Key findings indicate that both high and low river levels reduce grain shipping capacity, but high water levels have a more significant impact. Specifically:

  • Above-normal river heights result in steeper declines, with shipping reductions of 1,709 soybean bushels and 1,831 corn bushels per barge per foot.
  • Below-normal river heights show less severe impacts, with reductions of 676 soybean bushels and 724 corn bushels per barge per foot.

The analysis also identifies asymmetry in the effects, as high water levels introduce greater operational challenges compared to low water levels.

Table 1 summarizes these findings, quantifying the rate of change in shipping efficiency in relation to gage height deviations. These results diverge from the quote’s estimated 7,000-bushel reduction, emphasizing the nuanced relationship between water levels and Mississippi River grain shipping capacity.

Impact of River Heights at St. Louis on Mississippi River Grain Shipments

Table 1. Summary of the calculated impacts above and below the critical point for Figures 6, 7-a, and 7-b. The table highlights the impact of deviations from the critical point on Mississippi River grain shipping capacity, with separate analyses for grain tons (Figure 6), soybean bushels (Figure 7-a), and corn bushels (Figure 7-b). The slopes quantify the rate of change in shipping efficiency with gage height deviations from climatology.

Summary of the slopes calculated above and below the critical point for Figures 6, 7-a, and 7-b. The table highlights the impact of deviations from the critical point on grain shipping capacity, with separate analyses for grain tons (Figure 6), soybean bushels (Figure 7-a), and corn bushels (Figure 7-b). The slopes quantify the rate of change in shipping efficiency in relation to gage height deviations from climatology.

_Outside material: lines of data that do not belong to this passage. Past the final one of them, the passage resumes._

PR #1911, opened 2026-06-30
Integrate Input Links: Use bulk endpoint for creating many links at once

BigRoy:
## Changelog Description

Integrate Input Links: Use bulk endpoint for creating many links at once

## Additional info

Should use bulk endpoint starting with server 1.15.8 and up.
This should be much more optimal for many links, especially if you have high ping to the server.

## Testing notes:

1. Integrate links should work, even for high amount of links. So publish e.g. scenes with many containers in it + workfile publish enabled.
2. If you can, also test with older server than 1.15.8.


LiborBatek (approved):
I have tested it with 150+ containers and published render and workfile succesfully.

I have tested with ayon server 1.15.9 and older `1.15.6` both succesfully.

Im enclosing full json reports for comparison (times)

[maya-server-recent-publish-report-260702-11-28.json.txt](https://github.com/user-attachments/files/29592285/maya-server-recent-publish-report-260702-11-28.json.txt)

[maya-server_1_15_6_publish-report-260702-11-52.json.txt](https://github.com/user-attachments/files/29592291/maya-server_1_15_6_publish-report-260702-11-52.json.txt)

BigRoy:
Thanks @LiborBatek looks good - it seems to correctly switch between the API endpoints.

It did only do `6 links` though ;) but that's probably due to whatever's collected in your scene or whatnot. Seems totally fine I think. I assume you had the same product loaded many times?

LiborBatek:
> Thanks @LiborBatek looks good - it seems to correctly switch between the API endpoints.
> 
> It did only do `6 links` though ;) but that's probably due to whatever's collected in your scene or whatnot. Seems totally fine I think. I assume you had the same product loaded many times?

Heh, yeah you are right... few assets (about 6) but loaded many times...didnt think it might be a difference, glad its ok as is

iLLiCiTiT (approved):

Additionally, we conducted a separate analysis of the weather’s influence on Mississippi River grain transport. Tools like CropProphet offer valuable precipitation monitoring at the county level, providing early warnings for potential disruptions and enhancing supply chain resilience

Introduction

An insightful article from the AgWeb Farm Journal highlights a critical logistical challenge in soybean transport via the Mississippi River, as explained by Mike Steenhoek. Steenhoek observes, “Every foot of reduced water depth or draft equates to loading 7,000 fewer bushels of soybeans on an individual barge.” He further explains, “Overall reductions range from 10% to 15% on the modest end, reaching as much as 30% to 40%, which is a substantial impact.” At CropProphet, we endeavor to provide objective weather-based grain market information based on available data.  Mr. Steenhoek’s quote motivated us to verify these striking figures to understand the impact of precipitation on grain shipment volumes. So, we examine available data to uncover the broader implications of fluctuating river levels on agricultural transport.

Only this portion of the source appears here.